A treatment plan for cystic fibrosis could consist of the following measures (9) (10).
- High-calorie diet: Some babies with cystic fibrosis need a high-calorie diet for healthy growth and development.
- Pancreatic enzymes: Babies with cystic fibrosis-related digestion issues may need to consume pancreatic enzymes before their meals. These pancreatic enzymes help digest the food, helping the baby attain optimum weight and growth.

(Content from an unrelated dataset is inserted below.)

PR #2743, opened 2022-10-20
Add AzureMachine condition when userAssignedIdentity is missing from the VM

### LINKED ISSUE #2319: Add AzureMachine condition when userAssignedIdentity is missing from the VM
/kind bug

Deployed an `AzureMachine` via `AzureMachineTemplate` with:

- Vitamin supplementation: The disorder interferes with the absorption of various vitamins. Therefore, the doctor may prescribe vitamin supplements to ensure adequate nourishment.
- Mucus thinners: Medicines, such as dornasealfa (Pulmozyme), help thin the mucus. Thin mucus is easier to cough and expel.
- Bronchodilators: Medicines, such as albuterol, help open the airways, aiding the lungs in clearing the mucus.
- Antibiotics: They are used to treat bacterial infections if any.
- Hypertonic saline: Inhaling hypertonic saline mist draws more water into the airways. The water helps in thinning the mucus.
- Airway clearance therapy (ACT): This therapy loosens the sticky mucus to make it easier to clear it through coughing. It will help the baby breathe easier. The doctor will decide the best option from the various techniques and treatments available under airway clearance therapy.
Frequently Asked Questions
1. What is the life expectancy of a baby with cystic fibrosis?
The average life expectancy of people affected by cystic fibrosis is around 44 years (7).
2. Do babies with cystic fibrosis poop a lot?
Yes, it is possible for some babies with cystic fibrosis to pass more stools than usual (11).
Cystic fibrosis is an irreversible condition and requires lifelong care. There is no way to prevent the condition. If you have or your partner has a family history of cystic fibrosis, you may consider genetic testing before becoming pregnant. You may also ask your doctor to perform a screening test on your newborn if it is not already included in your baby’s screening tests list.